What this exhibition wants to show?
The purpose of this exhibition is to address topics that are at the center of current preoccupations, while at the same time creating an awareness for the discipline of classical antiquity of its capacity for changing its traditional focus and establishing new dialogues with other areas of research.
Classics is in a period of revising its purpose beyond imperial culture and is in the process of modifying its traditional views about history and eurocentrism. In that respect, it is interesting to situate classics in conversation with new themes, such as the way in which people think about fashion, and its impact on society and the environment.

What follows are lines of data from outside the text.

PR #1948, opened 2026-06-22
ci: pass docker image between build jobs via artifact instead of cache

jfallows:
## Problem

The `build` job saves the docker image to `actions/cache` keyed `zilla-develop-SNAPSHOT-${run_id}`, and the parallel `testing` matrix jobs each restore it before `docker load`. `actions/cache` is eventually consistent, so when the `testing` jobs start simultaneously some get a cache hit and some get "Cache not found" for the same key, failing at the `docker load` step before any example runs. Which jobs lose the race is effectively random.

(Same root cause and fix as the zilla-plus build workflow.)

## Change

- `build`: upload the docker image as an artifact (`zilla-image`) instead of caching it.
- `testing`: download the artifact and load it, instead of restoring from cache.
- Add a `cleanup` job (`needs: testing`, `if: always()`) that deletes the transient `zilla-image` artifact once the matrix completes — it is purely an intra-run transport, not a deliverable.

Artifacts are strongly consistent within a run and gated by the `needs` chain, so every example job gets the image deterministically. The Maven-packages, ZPM, and base-image caches are unchanged (those are legitimate cross-run caches).

---

### DIFF
--- a/.github/workflows/build.yml
+++ b/.github/workflows/build.yml
@@ -95,12 +95,13 @@ jobs:
         mkdir -p ~/docker-cache
         docker save -o ~/docker-cache/docker.tar $(docker images --format "{{.Repository}}" | grep "zilla")
 
-    - name: Cache Docker image
-      uses: actions/cache@v5
+    - name: Upload Docker image
+      uses: actions/upload-artifact@v7
       if: success()
       with:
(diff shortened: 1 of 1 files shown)


jfallows (commented):
LGTM

PR #1951, opened 2026-06-22
fix(model): preserve content across bounded output windows on json/avro/protobuf view paths

jfallows:
## Problem

`#1933` migrated `binding-http` and the `binding-kafka` cache onto a per-stream `ModelPipeline` that drives model transforms into a **bounded output window** (`transform(src, …, dst, dstLimit)` with `SUSPENDED`/`OVERFLOW` resume). This exposed a class of byte-fidelity bugs on the `X → JSON` paths: content written without honouring the output bound overran the limit. It only manifested across bounded windows and with assertions disabled (production runs `-da`), so single-window unit tests stayed green.

## Changes (one commit per module)

- **`fix(common-json)`** — a byte-replay (validate-only) forward dropped the trailing insignificant bytes after the top-level value (e.g. the newline after `}`), so the forwarded body was one byte short of its `Content-Length` and the client saw a truncated transfer. The parser stays faithful/mode-neutral — `END_DOCUMENT` carries the trailing bytes — and the sink decides: a whole-document byte-replay delivery replays them (byte-identical), canonical / member-dropping deliveries normalize as before. **Fixes the `http.json.schema` example.**
- **`fix(common-avro)`** — a record field's structural key prefix (`,"name":`) was written unbounded and could overrun the window; `AvroJsonGeneratorImpl.remaining()` now reserves it, and the shared `JsonGeneratorImpl.putRaw` is hardened to throw `BufferOverflowException` instead of silently overrunning under `-da`.
- **`fix(common-protobuf)`** — the same key-prefix overrun on the length-delimited segment path, fixed proactively with coverage (no example exercised it).

## Testing

Test-first, each with a kept regression test that fails first and passes after:
- `JsonPipelineTransformTest.shouldForwardTrailingNewlineVerbatim`
- `AvroJsonChunkingTest.shouldPreserveStringValuesAcrossStructuralPrefixOverrun`
- `ProtobufJsonChunkingTest.shouldPreserveStringValuesAcrossStructuralPrefixOverrun`

Suites green under `-ea` (and `-da` for these regressions): `common-json` (4827), `common-avro` (120), `model-avro` (35), `common-protobuf`, `model-protobuf` (37); checkstyle clean.

## Related

The `http.kafka.avro.json` example failure had a **separate** root cause (the schema-registry framing prefix not being stripped on the `ModelPipeline` read path) — fixed in **#1953**. Until #1953 merges, the `http.kafka.avro.json` example job on this PR will remain red; the two PRs are complementary.

### DIFF
--- a/runtime/common-avro/src/main/java/io/aklivity/zilla/runtime/common/avro/internal/json/AvroJsonGeneratorImpl.java
+++ b/runtime/common-avro/src/main/java/io/aklivity/zilla/runtime/common/avro/internal/json/AvroJsonGeneratorImpl.java
@@ -140,7 +140,22 @@ public final class AvroJsonGeneratorImpl implements AvroGenerator
     @Override
     public int remaining()
     {
-        return Math.max(0, json.remaining() - RESERVE);
+        return Math.max(0, json.remaining() - RESERVE - pendingKeyWidth());
+    }
+
+    private int pendingKeyWidth()
+    {
+        int width = 0;
+        if (top > 0)
+        {
+            Frame frame = stack[top - 1];
+            if (frame.kind == RECORD && frame.fieldIndex < frame.fields.size())
+            {
+                String name = frame.fields.get(frame.fieldIndex).name();
+                width = name.length() + 3 + (frame.fieldIndex > 0 ? 1 : 0);
+            }
+        }
+        return width;
     }
 
     @Override
--- a/runtime/common-avro/src/main/java/io/aklivity/zilla/runtime/common/avro/internal/json/AvroJsonGeneratorImpl.java
+++ b/runtime/common-avro/src/main/java/io/aklivity/zilla/runtime/common/avro/internal/json/AvroJsonGeneratorImpl.java
@@ -87,6 +87,8 @@ public final class AvroJsonGeneratorImpl implements AvroGenerator
     private boolean valueOpen;
     private boolean valueQuoteOpen;
     private AvroKind valueKind;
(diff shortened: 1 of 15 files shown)


jfallows (commented):
LGTM

runtime/common-json/src/main/java/io/aklivity/zilla/runtime/common/json/internal/JsonGeneratorImpl.java
```diff
@@ -1033,7 +1034,10 @@ private static int escapedWidth(
     private void putRaw(
         int value)
     {
-        assert progress < limit;
+        if (progress >= limit)
+        {
+            throw new BufferOverflowException();
+        }
```
jfallows: If this is already covered by tests, then revert to assert.

jfallows: Reverted to `assert` (force-pushed). The real bound-defense is `AvroJsonGeneratorImpl.remaining()` reserving the next field's key-prefix width so the sink suspends before it — the throw was a redundant safety net, and the overrun discipline is covered by the `*JsonChunkingTest` cases under `-ea`. Follow-up in progress to make the assert a true by-construction invariant by fragmenting the avro/protobuf key prefix (like plain-JSON key names), so a prefix larger than the output window drains across windows rather than relying on the window being large enough.

---

PR #1955, opened 2026-06-23
fix(common-json): preserve document trailing bytes on the verbatim-forward path

jfallows:
## Problem

A validate-and-forward JSON pipeline (parser → validator → sink, no member-modifying transform) dropped a document's trailing insignificant bytes — e.g. a trailing newline. The HTTP response body then came up one byte short of its upstream `Content-Length` (40 of 41 bytes for the `http.json.schema` example), and the client hung waiting for the byte that never arrived.

Reproduced with the `http.json.schema` example: `GET /valid.json` returns a pretty-printed document whose `www/valid.json` source ends in `\n`. The validator forwarded the document body but not the trailing newline, truncating the response by one byte.

## Fix

Model document framing as verbatim steps rather than a bespoke sink path.

- `START_DOCUMENT` and `END_DOCUMENT` join `JsonStep` as **structurally inert** framing steps: they open or close no container and move no depth or member state.
- The parser aligns the verbatim cursor to the top-level close and tags the `END_DOCUMENT` step with the parse frontier, so its byte range is exactly the document's trailing `[documentEnd, frontier)` run — whether the body rode as `VERBATIM` or as a `SEGMENT` run.
- A byte-preserving sink splices that block through the same `writeVerbatim` path as any other run, suspending and resuming under a bounded output until the trailing bytes drain. A canonical (re-rendering) sink writes nothing here and drops the trailing bytes, as before.
- This replaces the `documentReplayed` flag and the bespoke `writeTrailing` path in `JsonSinkImpl`.

### Multi-document correctness

`END_DOCUMENT` is now held until the document boundary is known. On a non-terminal window the trailing bytes are still ambiguous (more could follow, or another document), so the parser starves before the boundary rather than emitting a premature `END_DOCUMENT` that could swallow a following document's leading bytes. On the terminal window (`last == true`) the boundary is decidable and `END_DOCUMENT` is emitted with the full trailing run.

## Tests

- `JsonValidatorVerbatimTest` — forwards a trailing newline verbatim, through a 16-byte bounded output, and across multiple documents preserving inter-document bytes.
- `JsonParserDocumentTest` — defers `END_DOCUMENT` until the boundary is known on a non-terminal window.
- Existing projector/inject/skip/validator-chain tests updated to expect trailing-byte preservation on pure-forward paths.
- Full `runtime/common-json` suite green (4831 tests).

---

### DIFF
--- a/runtime/common-json/src/main/java/io/aklivity/zilla/runtime/common/json/JsonStep.java
+++ b/runtime/common-json/src/main/java/io/aklivity/zilla/runtime/common/json/JsonStep.java
@@ -25,11 +25,15 @@ package io.aklivity.zilla.runtime.common.json;
  * copying bytes never needs a scalar's type, only that a value occupies a slot. {@link #SEPARATOR} marks a
  * value separator present in the block's bytes; only a block's leading/trailing separator is consulted (to
  * stitch an injected value at a block seam without doubling or dropping a comma), interior separators ride in
- * the bytes and move no state. There is no {@code START_DOCUMENT}/{@code END_DOCUMENT} — framing is not part of
- * a spliced run.
+ * the bytes and move no state. {@link #START_DOCUMENT} and {@link #END_DOCUMENT} are structurally inert framing
+ * steps — they open or close no container and move no depth or member state — present so a verbatim block can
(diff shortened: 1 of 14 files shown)


jfallows (commented):
LGTM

According to social anthropologists, fashion is a term used mainly for referring to the Western way of dressing, while other ways are considered typical or local. In that respect, the dresses of this exhibition which are made of Capulana, represent two well-known stories of Western literature, create a discomfort or an epistemological disobedience in approaching both fashion and antiquity, as they emphasise the lack of contact between two realities that have never been associated in historical, artistic, or academic terms.
The Anthropocene
In an epoch of deforestation and climate change, the excess of secondhand clothes that comes from Africa creates environmental problems, as is exemplified in the case of Ghana for instance, making us aware of the importance of promoting practices that prioritise sustainability and the recycling of fashion.
Studies of the Anthropocene inform us of environmental threats and the anxiety for the future of the planet. They question the centrality of humans in the present global ecological crises and argue for the human as a being who can only exist in relation to a larger ecology of beings. The Anthropocene gives room to reflect on the way in which the traditional niche of postcolonial theories -the perspective normally used to study classics outside Europe- fall short when facing contemporary preoccupations. For instance, to consider environmental issues and fashion global networks makes it possible to use new methodologies to explore how national and transnational identities have been also constructed through design, recognising the multiple factors that take part in alternative systems of knowledge. In that respect, to turn from postcolonialism to global networks makes it possible for classical antiquity, the core discourse of European cultural hegemony, to advance towards other areas of research.
The Kruger Park / Mozambican natural parks, which is the place where the photos were taken, confront the idea of nature as an identarian image of Africa, and address the invention of a continent’s environmental imagination.
In reference to antiquity, Greek myths inform us of different types of encounters between women and nature, such as the case in the Iliad of nymphs lying with the river god Scamander, or the famous story of Leda and the swan and Daphne’s transformation into a laurel tree. In decolonizing nature and classical studies through the artistic installation of the dresses of the Iliad and the Odyssey made of Capulana, aspects such as the world of women, slavery, race and feminism are juxtaposed in the photographs to wildlife and rivers so as to respond to foundational myths of the region going beyond the colonial archives.